Requirement: Show all the lines in the data below that include the word "values".

Start of Data for processing

PR #11345, opened 2025-12-16
V3 Improvements + DynamicCombo + Autogrow exposed in public API

Kosinkadink:
### List of changes:

- Added missing `raw_link` and `extra_dict` params to all Input classes
- Official AnyType (*) support in validation code; the __ne__ trick is no longer needed
- Properly validate COMBOs defined in the 'new' (9-month old) way; some commented out code is prepared to convert all COMBOs to this format
- Make old-style COMBOs work with new COMBOs when using output-as-combos
- Expose DynamicCombo input in public API; now officially supported
    - `check_lazy_status` also supported for sub-inputs on Dynamic Inputs - values will be provided as a tuple where the second element is the 'real' input name that can be returned to work with the lazy inputs system
- Expose Autogrow input in public API; now officially supported
    - Known issues:
        - current stable frontend will not display MatchTypes properly with Autogrow, and refreshing page when nesting MatchType with Autogrow will cause first connection to disappear and pollute graph
- Convert dynamic type input parsing to be done via table lookup instead of object-oriented to make it easily compatible with upcoming process isolation feature; this also simplifies V3's INPUT_TYPES class method to be cachable properly and not accept funky args
- Prepare backend support for nested Autogrow input type (wont be exposed publicly until frontend version is new enough in stable version of ComfyUI)
- Remove references to scrapped 'resources' feature
- Added Custom Combo node

### TL;DR New Nodes
- Switch

https://github.com/user-attachments/assets/35c689b5-7e1c-4564-bc5d-d8bc814c0559

- Resize Image/Mask

https://github.com/user-attachments/assets/177547fa-6b93-4bcc-acfb-f26675a50f9c

- Custom Combo

https://github.com/user-attachments/assets/7421a9c3-1c21-4445-9e25-1bc28116199f

### DIFF
--- a/comfy_extras/nodes_latent.py
+++ b/comfy_extras/nodes_latent.py
@@ -255,6 +255,7 @@ class LatentBatch(io.ComfyNode):
         return io.Schema(
             node_id="LatentBatch",
             category="latent/batch",
+            is_deprecated=True,
             inputs=[
                 io.Latent.Input("samples1"),
                 io.Latent.Input("samples2"),
--- a/comfy_extras/nodes_post_processing.py
+++ b/comfy_extras/nodes_post_processing.py
@@ -498,6 +498,66 @@ def batch_latents(latents: list[dict[str, torch.Tensor]]) -> dict[str, torch.Ten
     samples_out["samples"] = torch.cat(tensors, dim=0)
     return samples_out
 
+class BatchImagesNode(io.ComfyNode):
+    @classmethod
+    def define_schema(cls):
+        autogrow_template = io.Autogrow.TemplatePrefix(io.Image.Input("image"), prefix="image", min=2, max=50)
+        return io.Schema(
+            node_id="BatchImagesNode",
+            display_name="Batch Images",
+            category="image",
+            inputs=[
+                io.Autogrow.Input("images", template=autogrow_template)
+            ],
+            outputs=[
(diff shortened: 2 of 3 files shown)


asagi4:
Changing the float node's step is probably a breaking change. 0.1 is definitely too coarse for many uses.

The frontend still doesn't provide a way to override the step and min/max values for primitive nodes, right? That's something I'd really quite often like to be able to do, and I have a custom "percentage" node just to be able to conveniently have floats from 0 to 1.0 in my subgraph interfaces.

I think all primitive nodes where it makes sense should have their value ranges and step dynamically configurable per node so that they're not artificially restrictive, but I'm not sure what implementing that would require with the current node schema design.

Kosinkadink:
Since the float node does not have a step defined before, it defaults to 0.5 which makes it completely and utterly useless. Even to make a demo internally for the Switch node I had to edit this node to do 0.1 step to be able to properly set a specific value I needed. It should not break anything.

The proper solution is to have a float/int primitives that can have their min/max/step defined. I've proposed this internally already a little while back and we can hopefully start working on it soon.

asagi4:
@Kosinkadink Oh, I thought that was just the default rounding. Then yeah, lowering the step size is not going to break anything.

Good to hear there's some progress on fixing the root issue.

End of Data for processing

Written solution:
    - `check_lazy_status` also supported for sub-inputs on Dynamic Inputs - values will be provided as a tuple where the second element is the 'real' input name that can be returned to work with the lazy inputs system
The frontend still doesn't provide a way to override the step and min/max values for primitive nodes, right? That's something I'd really quite often like to be able to do, and I have a custom "percentage" node just to be able to conveniently have floats from 0 to 1.0 in my subgraph interfaces.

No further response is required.